もちろん1期治療を受けたからといって、必ず2期治療を受けなければいけないということではありませんが、2期治療が必要と診断された場合には、医院と費用やタイミングなどあらためて相談しましょう。
引越しすることになったらどうしたらよいですか?
通える圏内であれば、できるだけ同じ歯科医師の治療を受けることをお勧めします。
矯正治療は開始から終わりを見据えて治療計画を立てているので、途中から他の医院へ転院することでのリスクを考えると、できるだけ同じ医院で治療することが望ましいからです。
ただ、どうしても通えない場所へお引越しされる場合には、お引越し先で転院を受け入れてくれる歯科医院を探します。
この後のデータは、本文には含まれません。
PR #578, opened 2025-02-19
[Proposal] Enhancement - JSON Editor View - Proposal

Vishwa-Karthik:
## JSON Editor View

治療を開始した医院から紹介してもらう場合や、紹介状や資料を準備してもらい、引越し先で転院受け入れ可能な矯正歯科医院を探すという場合などがあります。
スポーツや楽器演奏などはできますか?
取り外しができる装置に関しては、試合や演奏時などに一時的に取り外すことは可能です。
ただし、それ以外では決まった時間は装着しておかないと経過通りに治療がすすまない原因になってしまいますので注意が必要になります。
まとめ
小児矯正は全般的に、永久歯の矯正治療のように「歯を並べる」というような治療とは異なります。
乳歯が混在している時期や、まだ顎が成長過程の時期に歯を動かしても、また歯並びが変わってしまうため、顎の成長が完了する頃までは歯を動かすことはあまり行いません。
ただ、永久歯が綺麗に並ぶためのお手伝いとして「顎の成長を促す」「正しい口腔機能を育てる」ということは早いうちから取り組むことができます。
お子さんのお口の機能や歯並びが気になったら、その時期に合わせて治療や相談に乗ってくれる矯正歯科を探しましょう。
矯正歯科では、すぐに治療を開始することはなく、必ず「カウンセリング」を受けることができます。まずは気になる医院のホームページをチェックしたり、電話で問い合わせをしたりするなどしてから受診予約することをお勧めします。